An exact reproduction of all the entries below is required.

SUPPLIED RECORDS —
※
PR #1069, opened 2023-10-16
Move taskqueue to mapping layer

ankur22:
## What?

This PR moves the taskqueue to the mapping layer. The change will affect `page.on` and `browserContext.waitForEvent`.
※
TASK RESULT —
PR #1069, opened 2023-10-16
Move taskqueue to mapping layer

ankur22:
## What?

This PR moves the taskqueue to the mapping layer. The change will affect `page.on` and `browserContext.waitForEvent`.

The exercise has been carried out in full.